Justin: Justin was my ex-husband, and there are many examples of moments with him when I felt a “charge” or something hurtful from him. In this instance I was going through a deposition with the attorney for the television station I worked for. I confided in Justin that I was scared. He looked at me, disgusted, and said, “If you can’t hack it, you should get out and find something else to do!”
How I felt when I heard these comments: I felt weak, stupid, unsophisticated, and incapable.
What it meant to me in terms of how I came up short: My perception was that I wasn’t capable of being a real journalist or having what it takes to be in this business.
What became important and valuable to me as a result: This criticism pushed me to be even more determined and resolute—preparing thoroughly for my job, working long hours, reading and researching before intervi
ews, and learning what criticism to take to heart and what to let roll off my back. I’m actually grateful this happened, because it was a wake-up call for me to grow up and depend on myself.
Your “You” List
Here’s where you’re going to make a list of what you think is “positive” or “negative” about yourself. Don’t worry—no one has to see this except you. I encourage you, though, to be completely honest with yourself. Hey, you’ve come this far—don’t cheat yourself out of a real breakthrough!

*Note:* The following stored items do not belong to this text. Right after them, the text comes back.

PR #128, opened 2022-04-11
[BugFix] Fix the issue that iphone pro max doesn't show screen share in landscape mode

AmyL219:
## Purpose

* The iphone pro max didn't show screen share in landscape mode is because the rendererView width is around `1480` pt after `initialScale` of scrollView set to 0.5 (`the scrollView frame.width/0.5 ~= 1480`). The CallingSDK rendererView wouldn't be able to render the screen share view once the rendererView width is large around 1400. Will report to CallingSDK.
* This quick fix is to update the `initialScale` of scrollView to `1` when the scrollView is loaded in a screen with one side larger than `850` pt. This would update renderView to load width of `scrollView.frame.size.width/1 ~= 740` in landscape mode for iphone pro max. 
* The workaround limitation is the rendererView would be blur because the rendererView size become smaller and having less pixels for zoom in 
* Other workaround is we fetch the maximum rendererView size (1300*600) for all the device type. And calculate the initialMinZoomScale based on the (1300/scrollView.bounds.size.width). This would have a better user experience when user zoom the picture. But this solution need to confirm with CallingSDK team what's the maximum quality they support as well as a lot of refactoring work in the ZoomableRendererView. Will discuss with @kevinyulu and optimize later. 

```
[ ] Yes
[x] No
```

## Pull Request Type

```
[x] Bugfix
[ ] Feature
[ ] Other... Please describe:
```

## How to Test
*** Test iphone pro max, iphone pro, iphone 8, iphone Se, ipad with different screen size. See if there is any weired behavior**


kevinyulu (dismissed):
Tested in three devices in teams call and groups call, looks good to merge.
* iPhone 13 Pro max iOS 15 (simulator) both orientations
* iPhone SE 2nd gen iOS 15 (simulator) both orientations 
* iPhone XR iOS 15 (test device) both orientations 
* iPad Pro 12.9 inch (5th gen) iOS 15 (simulator) both orientations

kevinyulu (approved):

JoshuaLai (approved):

The point of this exercise is to use it to see yourself as a whole person, with both positive and negative sides coexisting. When that happens, you’ll be relieved to give up harsh judgments of yourself and to stop having the pressure of pride weighing you down.
For the sake of full disclosure, when I did this exercise I was resistant to give up what I thought of as “good things about myself.” I thought if I held on to those things, I could fall back on the “Good Christi” when I needed to. But it turns out that if I felt like those good things about myself were really as one sided as I had hoped, the best thing I could be would be self-righteous; the worst thing would be half a person.
After I did this exercise, there was such a sense of relief about being a real person, who, like everyone else, has a mixture of emotions and experiences all happening at once. Somehow this exercise helped me release the pressure to be perfect—to enjoy the willingness to be “just me.” I hope you use this exercise to find that same sense of freedom!